Love Among The Chickens
Page 42Why is it, I wonder, that stories of Retribution calling at the wrong address strike us as funny instead of pathetic? I myself had been amused by them many a time. In a book which I had read only a few days before our cold-dinner party a shop-woman, annoyed with an omnibus conductor, had thrown a superannuated orange at him. It had found its billet not on him but on a perfectly inoffensive spectator. The missile, said the writer, " 'it a young copper full in the hyeball." I had enjoyed this when I read it, but now that Fate had arranged a precisely similar situation, with myself in the role of the young copper, the fun of the thing appealed to me not at all.
It was Ukridge who was to blame for the professor's regrettable explosion and departure, and he ought by all laws of justice to have suffered for it. As it was, I was the only person materially affected. It did not matter to Ukridge. He did not care twopence one way or the other. If the professor were friendly, he was willing to talk to him by the hour on any subject, pleasant or unpleasant. If, on the other hand, he wished to have nothing more to do with us, it did not worry him. He was content to let him go. Ukridge was a self-sufficing person.
But to me it was a serious matter. More than serious. If I have done my work as historian with an adequate degree of skill, the reader should have gathered by this time the state of my feelings.
"I did not love as others do: None ever did that I've heard tell of. My passion was a by-word through The town she was, of course, the belle of."
At least it was--fortunately--not quite that; but it was certainly genuine and most disturbing, and it grew with the days. Somebody with a taste for juggling with figures might write a very readable page or so of statistics in connection with the growth of love. In some cases it is, I believe, slow. In my own I can only say that Jack's beanstalk was a backward plant in comparison. It is true that we had not seen a great deal of one another, and that, when we had met, our interview had been brief and our conversation conventional; but it is the intervals between the meeting that do the real damage.

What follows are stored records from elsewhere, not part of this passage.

PR #192, opened 2018-01-05
separate disconnect and cancel at the transport level

BertKleewein:
This is preparing to implement a proper timeout mechanism that behaves the same way regardless of transport.  This will also lay some groundwork for retry.

This PR has the following:
1. Timeout handling was removed from HTTP and MQTT transports.  HTTP was relying on lower-layer objects to do timeout, so I removed this.  MQTT had specific timeout code that needed to be removed.
1. I added an abort function to azure-iot-http-base.  This may not be strictly necessary, and I am re-thinking about this and may remove it.  This was necessary to support the cancel operation.  (other protocols just stop listening for responses on cancel, so HTTP could maybe do the same)
1. In the transports, I made cancel and disconnect into 2 different operations.  Cancel cancels the current operation but leaves the transport connected.  Disconnect disconnects the transport.
1. I updated transports so failures don't automatically disconnect the transport.  Deciding when to disconnect should be done at higher layers.
1. I updated the polling state machine to handle distinct cancel and disconnect operations.
1. In order to handle the cancel functions in the transports, I leverage the this._operations lookup.  In order for this to work, I needed to allocate the correlationId or rid at the very beginning of the operation.  This is necessary so we can properly cancel an operation while the transport is still connecting.  (This also allowed me to move the _deferredCancelInQueue lookahead in mqtt.ts, which makes me happy.)
1. I changed MQTT disconnect-while-connecting behavior to match AMQP.  If you try to disconnect or cancel while connecting, MQTT will now immediately cancel the connection.  (it used to wait for the connection to complete before disconnecting, which doesn't help us if the connection is _never_ going to complete.)
1. I updated the HTTP requirements to more closely match what the transport does.  They were previously written from a POV above the polling state machine.  Now they're written from the POV above the transport.  Tests still need to be updated to match these new requirements.
1. I added requirements and tests for all of the above.

### DIFF
--- a/provisioning/device/package.json
+++ b/provisioning/device/package.json
@@ -24,13 +24,13 @@
   "scripts": {
     "lint": "tslint --project . -c ../../tslint.json",
     "build": "tsc",
-    "unittest-min": "istanbul cover --report none node_modules/mocha/bin/_mocha -- --reporter dot test/_*_test.js",
-    "alltest-min": "istanbul cover --report none node_modules/mocha/bin/_mocha -- --reporter dot test/_*_test*.js",
+    "unittest-min": "istanbul cover node_modules/mocha/bin/_mocha -- --reporter dot test/_*_test.js",
+    "alltest-min": "istanbul cover node_modules/mocha/bin/_mocha -- --reporter dot test/_*_test*.js",
     "unittest": "istanbul cover node_modules/mocha/bin/_mocha -- --reporter spec test/_*_test.js",
     "alltest": "istanbul cover node_modules/mocha/bin/_mocha -- --reporter spec test/_*_test*.js",
     "ci": "npm -s run lint && npm -s run build && npm -s run alltest-min && npm -s run check-cover",
     "test": "npm -s run lint && npm -s run build && npm -s run unittest",
-    "check-cover": "istanbul check-coverage --statements 84 --branches 68 --functions 70 --lines 86"
+    "check-cover": "istanbul check-coverage --statements 85 --branches 64 --functions 72 --lines 86"
   },
   "engines": {
     "node": ">= 0.10"
--- a/provisioning/device/src/constants.ts
+++ b/provisioning/device/src/constants.ts
@@ -28,5 +28,5 @@ export class ProvisioningDeviceConstants {
   /**
    * default timeout to use when communicating with the service
    */
-  static defaultTimeoutInterval: number = 4000;
+  static defaultTimeoutInterval: number = 30000;
 }
--- a/provisioning/device/src/polling_state_machine.ts
+++ b/provisioning/device/src/polling_state_machine.ts
@@ -6,7 +6,8 @@
 import { EventEmitter } from 'events';
 import { errors } from 'azure-iot-common';
 import * as machina from 'machina';
-import { PollingTransport, RegistrationRequest } from './interfaces';
+import { ProvisioningDeviceConstants } from './constants';
+import { PollingTransport, RegistrationRequest, DeviceRegistrationResult } from './interfaces';
 import * as dbg from 'debug';
 const debug = dbg('azure-iot-provisioning-device:PollingStateMachine');
 
@@ -25,41 +26,43 @@ export class  PollingStateMachine extends EventEmitter {
     this._transport = transport;
 
     this._fsm = new machina.Fsm({
-      namespace: 'provisioning-transport',
+      namespace: 'provisioning-client-polling',
       initialState: 'disconnected',
       states: {
         disconnected: {
           _onEnter: (err, result, response, callback) => {
-            this._currentOperationCallback = null;
             if (callback) {
               callback(err, result, response);
             }
           },
-          register: (request, callback) => {
-            this._fsm.transition('sendingRegistrationRequest', request, callback);
-          },
-          cancel: (err, result, response, callback) => {
-            /* Codes_SRS_NODE_PROVISIONING_TRANSPORT_STATE_MACHINE_18_025: [ If `cancel` is called while disconnected, it shall immediately call its `callback`. ] */
-            // nothing to do.
-            callback();
-          }
+          register: (request, callback) => this._fsm.transition('sendingRegistrationRequest', request, callback),
+          /* Codes_SRS_NODE_PROVISIONING_TRANSPORT_STATE_MACHINE_18_025: [ If `cancel` is called while disconnected, it shall immediately call its `callback`. ] */
+          cancel: (cancelledOpErr, callback) => callback(),
+          /* Codes_SRS_NODE_PROVISIONING_TRANSPORT_STATE_MACHINE_18_031: [ If `disconnect` is called while disconnected, it shall immediately call its `callback`. ] */
+          disconnect: (callback) => callback()
         },
         idle: {
-          _onEnter: (err, result, response, callback) => {
-            callback(err, result, response);
-          },
-          cancel: (err, result, response, callback) => {
-            this._fsm.transition('cancelling', err, result, response, callback);
-          },
-          register: (request, callback) => {
-            this._fsm.transition('sendingRegistrationRequest', request, callback);
-          },
+          _onEnter: (err, result, response, callback) => callback(err, result, response),
+          /* Codes_SRS_NODE_PROVISIONING_TRANSPORT_STATE_MACHINE_18_030: [ If `cancel` is called while the transport is connected but idle, it shall immediately call its `callback`. ] */
+          cancel: (cancelledOpErr, callback) => callback(),
+          /* Codes_SRS_NODE_PROVISIONING_TRANSPORT_STATE_MACHINE_18_032: [ If `disconnect` is called while while the transport is connected but idle, it shall call `PollingTransport.disconnect` and call it's `callback` passing the results of the transport operation. ] */
+          disconnect: (callback) => this._fsm.transition('disconnecting', callback),
+          register: (request, callback) => this._fsm.transition('sendingRegistrationRequest', request, callback)
         },
         sendingRegistrationRequest: {
           _onEnter: (request, callback) => {
+            let timeoutTimer = setTimeout(() => {
+              /* Codes_SRS_NODE_PROVISIONING_TRANSPORT_STATE_MACHINE_18_036: [ If `PollingTransport.registrationRequest` does not call its callback within `ProvisioningDeviceConstants.defaultTimeoutInterval` ms, register shall with with a `TimeoutError` error. ] */
+              if (this._currentOperationCallback === callback) {
+                  debug('timeout while sending request');
+                  /* tslint:disable:no-empty */
+                  this._fsm.handle('cancel', new errors.TimeoutError(), () => {} );
+                }
+              }, ProvisioningDeviceConstants.defaultTimeoutInterval);
             /* Codes_SRS_NODE_PROVISIONING_TRANSPORT_STATE_MACHINE_18_012: [ `register` shall call `PollingTransport.registrationRequest`. ] */
             this._currentOperationCallback = callback;
             this._transport.registrationRequest(request, (err, result, response, pollingInterval) => {
+              clearTimeout(timeoutTimer);
               // Check if the operation is still pending before transitioning.  We might be in a different state now and we don't want to mess that up.
               if (this._currentOperationCallback === callback) {
                 this._fsm.transition('responseReceived', err, request, result, response, pollingInterval, callback);
@@ -68,7 +71,13 @@ export class  PollingStateMachine extends EventEmitter {
               }
             });
           },
-          cancel: (err, result, response, callback) => this._fsm.transition('cancelling', err, result, response, callback),
+          cancel: (cancelledOpErr, callback) => this._fsm.transition('cancelling', cancelledOpErr, callback),
+          /* Codes_SRS_NODE_PROVISIONING_TRANSPORT_STATE_MACHINE_18_033: [ If `disconnect` is called while in the middle of a `registrationRequest` operation, the operation shall be cancelled and the transport shall be disconnected. ] */
+          disconnect: (callback) => {
+            this._fsm.handle('cancel', new errors.OperationCancelledError(''), (err) => {
+              this._fsm.handle('disconnect', callback);
+            });
+          },
           /* Codes_SRS_NODE_PROVISIONING_TRANSPORT_STATE_MACHINE_18_024: [ If `register` is called while a different request is in progress, it shall fail with an `InvalidOperationError`. ] */
           register: (request, callback) => callback(new errors.InvalidOperationError('another operation is in progress'))
         },
@@ -128,7 +137,7 @@ export class  PollingStateMachine extends EventEmitter {
         responseError: {
           _onEnter: (err, result, response, callback) => {
             this._currentOperationCallback = null;
-            this._fsm.transition('cancelling', err, result, response, callback);
+            this._fsm.transition('idle', err, result, response, callback);
           },
           '*': () => this._fsm.deferUntilTransition()
         },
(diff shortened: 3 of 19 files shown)


anthonyvercolano:
>   getEndorsementKey(callback: (err: Error, endorsementKey?: string) => void): void;

Should be buffer.

---
Refers to: provisioning/device/src/interfaces.ts:190 in b941c8a. [](commit_id = b941c8aad2191bbfa44b48ec000d886d7767b694, deletion_comment = False)

anthonyvercolano:
>   getStorageRootKey(callback: (err: Error, storageRootKey?: string) => void): void;

Buffer here and for every string parameter for this API set.

---
Refers to: provisioning/device/src/interfaces.ts:191 in b941c8a. [](commit_id = b941c8aad2191bbfa44b48ec000d886d7767b694, deletion_comment = False)

common/transport/http/src/http.ts
```diff
@@ -26,6 +26,9 @@ export type HttpCallback = (err: Error, body?: string, response?: IncomingMessag
  *                  You generally want to use these higher-level objects (such as [azure-iot-device-http.Http]{@link module:azure-iot-device-http.Http}) rather than this one.
  */
 export class Http {
+
+  private _request: (options: RequestOptions | string, callback?: (res: IncomingMessage) => void) => ClientRequest = request;
```
pierreca: >_request [](start = 10, length = 8)

if this is used only for mocking in tests, why not use sinon stubs? plus the type/default value here is really hard to read and understand

common/transport/http/src/rest_api_client.ts
```diff
@@ -37,6 +37,7 @@ export class RestApiClient {
   private _config: RestApiClient.TransportConfig;
   private _http: HttpBase;
   private _userAgent: string;
+  private _currentRequest: ClientRequest;
```
pierreca: >_currentRequest [](start = 10, length = 15)

this assumes there's only one request at a time - this assumption is not clear at all from the outside perspective (looking at the RestApiClient API).

provisioning/device/src/polling_state_machine.ts
```diff
@@ -69,6 +62,12 @@ export class  PollingStateMachine extends EventEmitter {
             });
           },
           cancel: (err, result, response, callback) => this._fsm.transition('cancelling', err, result, response, callback),
+          /* Codes_SRS_NODE_PROVISIONING_TRANSPORT_STATE_MACHINE_18_033: [ If `disconnect` is called while in the middle of a `registrationRequest` operation, the operation shall be cancelled and the transport shall be disconnected. ] */
+          disconnect: (callback) => {
+            this._fsm.handle('cancel', null, null, null, (err) => {
+              this._fsm.transition('disconnecting', callback);
```
pierreca: >this._fsm.transition('disconnecting', callback); [](start = 14, length = 48)

since cancel induces a transition, i'd rather you call this._fsm.handle(disconnect, callback) here rather than directly a transition.

provisioning/device/src/polling_state_machine.ts
```diff
@@ -145,6 +144,12 @@ export class  PollingStateMachine extends EventEmitter {
             this._pollingTimer = null;
             this._fsm.transition('cancelling', err, result, response, callback);
           },
+          /* Codes_SRS_NODE_PROVISIONING_TRANSPORT_STATE_MACHINE_18_034: [ If `disconnect` is called while the state machine is waiting to poll, the current operation shall be cancelled and the transport shall be disconnected. ] */
+          disconnect: (callback) => {
+            this._fsm.handle('cancel', null, null, null, (err) => {
+              this._fsm.transition('disconnecting', callback);
```
pierreca: >transition [](start = 24, length = 10)

same here - handle('disconnect', callback) instead of transition (and in other places too)

provisioning/device/test/_polling_state_machine_test.js
```diff
@@ -14,6 +15,10 @@ var fakeRequest = {
   provisioningHost: '__FAKE_HOST__',
   idScope: '__FAKE_SCOPE__'
 }
+var fakeError = new Error(fakeErrorText);
+
+assert.isNotAnError = function(err) { assert.isNotOk(err, 'expected success, got an error.'); };
+assert.isAnError = function(err) { assert.isOk(err, 'expected an error.  got success'); };
```
pierreca: uhhh modifying a variable in the global scope... not a generally good practice

how about using assert.instanceOf(err, Error)?

provisioning/device/test/_polling_state_machine_test.js
```diff
@@ -263,27 +269,22 @@ describe('state machine', function () {
...
-            assert(!err);
-            assert(machine._transport.cancel.calledOnce);
-            testCallback();
-          });
-        });
+    /* Tests_SRS_NODE_PROVISIONING_TRANSPORT_STATE_MACHINE_18_030: [ If `cancel` is called while the transport is connected but idle, it shall immediately call its `callback`. ] */
+    it ('does nothing if called while idle', function (testCallback) {
+      callRegisterWithDefaultArgs(function(err) {
+        assert.isNotAnError(err);
+        testCallback();
```
pierreca: >testCallback [](start = 8, length = 12)

you're not calling cancel anymore?

provisioning/device/test/_polling_state_machine_test.js
```diff
@@ -356,5 +357,91 @@ describe('state machine', function () {
...
+        op.preconfigure();
+
+        callRegisterWithDefaultArgs(function(err) {
+          assert.instanceOf(err, errors.OperationCancelledError);
+          registerCallbackCalled = true;
+        });
+
+        setTimeout(function () {
+          machine.disconnect(function() {
+            assert(registerCallbackCalled);
```
pierreca: >assert [](start = 12, length = 6)

assert.isTrue?

provisioning/device/test/_polling_state_machine_test.js
```diff
@@ -356,5 +357,91 @@ describe('state machine', function () {
...
+        },
+        assert: () => {
+          assert.isTrue(machine._transport.registrationRequest.calledOnce);
+          assert.isTrue(machine._transport.queryOperationStatus.calledOnce);
+        }
+
+      }
+    ].forEach(function(op) {
+      it ('cancels ' + op.name + ' and disconnects', function (testCallback) {
+        var registerCallbackCalled;
```
pierreca: >registerCallbackCalled [](start = 12, length = 22)

initialize to false?

provisioning/transport/amqp/devdoc/amqp_requirements.md
```diff
@@ -84,12 +84,34 @@ iotdps-operation-id: <operationId>;
...
+
+**SRS_NODE_PROVISIONING_AMQP_16_022: [** `disconnect` shall call its callback immediately if the AMQP connection is disconnected. **]**
+
+**SRS_NODE_PROVISIONING_AMQP_16_023: [** `disconnect` shall detach the sender and receiver links and disconnect the AMQP connection. **]**
+
+**SRS_NODE_PROVISIONING_AMQP_16_024: [** `disconnect` shall call its callback with no arguments if all detach/disconnect operations were successful. **]**
+
+**SRS_NODE_PROVISIONING_AMQP_16_025: [** `disconnect` shall call its callback with the error passed from the first unsuccessful detach/disconnect operation if one of those fail. **]**
+
+**SRS_NODE_PROVISIONING_AMQP_18_009: [** `disconnect` shall disonnect the AMQP connection and cancel the operation that intiatiated a connection if called while the connection is in process. **]**
```
pierreca: >intiatiated [](start = 120, length = 11)

typo

provisioning/transport/amqp/devdoc/amqp_requirements.md
```diff
@@ -84,12 +84,34 @@ iotdps-operation-id: <operationId>;
...
+**SRS_NODE_PROVISIONING_AMQP_18_002: [** `disconnect` shall cause a `queryOperationStatus` operation that is in progress to call its callback passing an `OperationCancelledError` object. **]**
+
 ## cancel(callback: (err?: Error) => void): void
 
-**SRS_NODE_PROVISIONING_AMQP_16_022: [** `cancel` shall call its callback immediately if the AMQP connection is disconnected. **]**
+**SRS_NODE_PROVISIONING_AMQP_18_003: [** `cancel` shall call its callback immediately if the AMQP connection is disconnected. **]**
+
+**SRS_NODE_PROVISIONING_AMQP_18_004: [** `cancel` shall call its callback immediately if the AMQP connection is connected but idle. **]**
+
+**SRS_NODE_PROVISIONING_AMQP_18_005: [** `cancel` shall disconnect the AMQP connection and cancel the operation that intiatiated a connection if called while the connection is in process. **]**
```
pierreca: >intiatiated [](start = 117, length = 11)

typo here too

provisioning/device/test/_polling_state_machine_test.js
BertKleewein: Not if the transport is connected but idle.  It used to be that 'cancel' meant disconnect in which case it made sense.  now that 'cancel' means 'cancel the current operation', it doesn't make sense to call it anymore.

---
In reply to: [160014792](https://github.com/Azure/azure-iot-sdk-node/pull/192#discussion_r160014792) [](ancestors = 160014792)

BertKleewein:
>   getEndorsementKey(callback: (err: Error, endorsementKey?: string) => void): void;

I can accept that, but that's out of scope for this review.

---
In reply to: [355677028](https://github.com/Azure/azure-iot-sdk-node/pull/192#issuecomment-355677028) [](ancestors = 355677028)

---
Refers to: provisioning/device/src/interfaces.ts:190 in b941c8a. [](commit_id = b941c8aad2191bbfa44b48ec000d886d7767b694, deletion_comment = False)

BertKleewein:
>   getStorageRootKey(callback: (err: Error, storageRootKey?: string) => void): void;

out of scope.

---
In reply to: [355677349](https://github.com/Azure/azure-iot-sdk-node/pull/192#issuecomment-355677349) [](ancestors = 355677349)

---
Refers to: provisioning/device/src/interfaces.ts:191 in b941c8a. [](commit_id = b941c8aad2191bbfa44b48ec000d886d7767b694, deletion_comment = False)

common/transport/http/src/rest_api_client.ts
```diff
@@ -22,6 +22,10 @@ export interface HttpTransportError extends Error {
   responseBody?: any;
 }
 
+export interface HttpOperation {
```
pierreca: that feels like a really incomplete interface for an HttpOperation or a really generic name for something that is just aborting a request.

common/transport/http/src/rest_api_client.ts
```diff
@@ -152,6 +156,12 @@ export class RestApiClient {
     }
 
     request.end();
+
+    /*Codes_SRS_NODE_IOTHUB_REST_API_CLIENT_18_004: [ `executeApiCall` shall return an `HttpOperation` object. ] */
+    return {
+      /*Codes_SRS_NODE_IOTHUB_REST_API_CLIENT_18_003: [ `HttpOperation.abort` shall call `abort` on the `ClientRequest` object. ] */
+      abort: () => request.abort()
+    };
```
pierreca: I'm really not sold on returning an object here - I do understand why you're doing it: to provide the caller with a way to cancel the request. I'm not sure why we care about cancelling the request instead of letting it die peacefully (making sure we don't get a random error later? or something like that?). 
I wonder what other options we have. return a request id and maintain a list of requests? return the lower-layer http request object directly? 
I'm also concerned by how much context we'll be keeping in memory (because of the closure) if a user decides to hold on to the reference to the returned object.

provisioning/device/package.json
```diff
@@ -24,13 +24,13 @@
...
-    "unittest-min": "istanbul cover --report none node_modules/mocha/bin/_mocha -- --reporter dot test/_*_test.js",
-    "alltest-min": "istanbul cover --report none node_modules/mocha/bin/_mocha -- --reporter dot test/_*_test*.js",
+    "unittest-min": "istanbul cover node_modules/mocha/bin/_mocha -- --reporter dot test/_*_test.js",
+    "alltest-min": "istanbul cover node_modules/mocha/bin/_mocha -- --reporter dot test/_*_test*.js",
     "unittest": "istanbul cover node_modules/mocha/bin/_mocha -- --reporter spec test/_*_test.js",
     "alltest": "istanbul cover node_modules/mocha/bin/_mocha -- --reporter spec test/_*_test*.js",
     "ci": "npm -s run lint && npm -s run build && npm -s run alltest-min && npm -s run check-cover",
     "test": "npm -s run lint && npm -s run build && npm -s run unittest",
-    "check-cover": "istanbul check-coverage --statements 84 --branches 68 --functions 70 --lines 86"
+    "check-cover": "istanbul check-coverage --statements 85 --branches 64 --functions 72 --lines 86"
```
pierreca: >64 [](start = 71, length = 2)

that's a 4 point drop, i'm starting to feel it :P

provisioning/device/src/constants.ts
```diff
@@ -28,5 +28,5 @@ export class ProvisioningDeviceConstants {
   /**
    * default timeout to use when communicating with the service
    */
-  static defaultTimeoutInterval: number = 4000;
+  static defaultTimeoutInterval: number = 30000;
```
pierreca: >30000 [](start = 42, length = 5)

just double checking if this is vetted with other SDKs and the service folks - this is an important value.

provisioning/device/src/polling_state_machine.ts
```diff
@@ -25,41 +26,43 @@ export class  PollingStateMachine extends EventEmitter {
...
-            this._fsm.transition('sendingRegistrationRequest', request, callback);
-          },
-          cancel: (err, result, response, callback) => {
-            /* Codes_SRS_NODE_PROVISIONING_TRANSPORT_STATE_MACHINE_18_025: [ If `cancel` is called while disconnected, it shall immediately call its `callback`. ] */
-            // nothing to do.
-            callback();
-          }
+          register: (request, callback) => this._fsm.transition('sendingRegistrationRequest', request, callback),
+          /* Codes_SRS_NODE_PROVISIONING_TRANSPORT_STATE_MACHINE_18_025: [ If `cancel` is called while disconnected, it shall immediately call its `callback`. ] */
+          cancel: (cancelledOpErr, callback) => callback(),
```
pierreca: >callback() [](start = 48, length = 10)

feels like we'd be swallowing the cancelledOpErr argument here - are we guaranteed that it's null here? should we throw if it isn't?

provisioning/device/src/polling_state_machine.ts
```diff
@@ -25,41 +26,43 @@ export class  PollingStateMachine extends EventEmitter {
...
+          _onEnter: (err, result, response, callback) => callback(err, result, response),
+          /* Codes_SRS_NODE_PROVISIONING_TRANSPORT_STATE_MACHINE_18_030: [ If `cancel` is called while the transport is connected but idle, it shall immediately call its `callback`. ] */
+          cancel: (cancelledOpErr, callback) => callback(),
+          /* Codes_SRS_NODE_PROVISIONING_TRANSPORT_STATE_MACHINE_18_032: [ If `disconnect` is called while while the transport is connected but idle, it shall call `PollingTransport.disconnect` and call it's `callback` passing the results of the transport operation. ] */
+          disconnect: (callback) => this._fsm.transition('disconnecting', callback),
+          register: (request, callback) => this._fsm.transition('sendingRegistrationRequest', request, callback)
         },
         sendingRegistrationRequest: {
           _onEnter: (request, callback) => {
+            let timeoutTimer: any = setTimeout(() => {
```
pierreca: >any [](start = 30, length = 3)

nit: not needed

provisioning/device/src/polling_state_machine.ts
```diff
@@ -25,41 +26,43 @@ export class  PollingStateMachine extends EventEmitter {
...
+            /* Codes_SRS_NODE_PROVISIONING_TRANSPORT_STATE_MACHINE_18_036: [ If `PollingTransport.registrationRequest` does not call its callback within `ProvisioningDeviceConstants.defaultTimeoutInterval` ms, register shall with with a `TimeoutError` error. ] */
+            if (this._currentOperationCallback === callback) {
```
pierreca: indentation

provisioning/device/src/polling_state_machine.ts
```diff
@@ -139,18 +148,34 @@ export class  PollingStateMachine extends EventEmitter {
...
           },
           register: (request, callback) => callback(new errors.InvalidOperationError('another operation is in progress'))
         },
         polling: {
           _onEnter: (request, operationId, pollingInterval, callback) => {
+            /* Codes_SRS_NODE_PROVISIONING_TRANSPORT_STATE_MACHINE_18_037: [ If `PollingTransport.queryOperationStatus` does not call its callback within `ProvisioningDeviceConstants.defaultTimeoutInterval` ms, register shall with with a `TimeoutError` error. ] */
+            let timeoutTimer: any = setTimeout(() => {
+              debug('timeout while query');
+              if (this._currentOperationCallback === callback) {
+                debug('legit');
```
pierreca: >debug('legit') [](start = 16, length = 14)

those logs end up being what we use with customers in github issues. more detailed explanation?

Absence--I do not claim the thought as my own--makes the heart grow fonder. And now, thanks to Ukridge's amazing idiocy, a barrier had been thrust between us. Lord knows, the business of fishing for a girl's heart is sufficiently difficult and delicate without the addition of needless obstacles. To cut out the naval miscreant under equal conditions would have been a task ample enough for my modest needs. It was terrible to have to re-establish myself in the good graces of the professor before I could so much as begin to dream of Phyllis. Ukridge gave me no balm.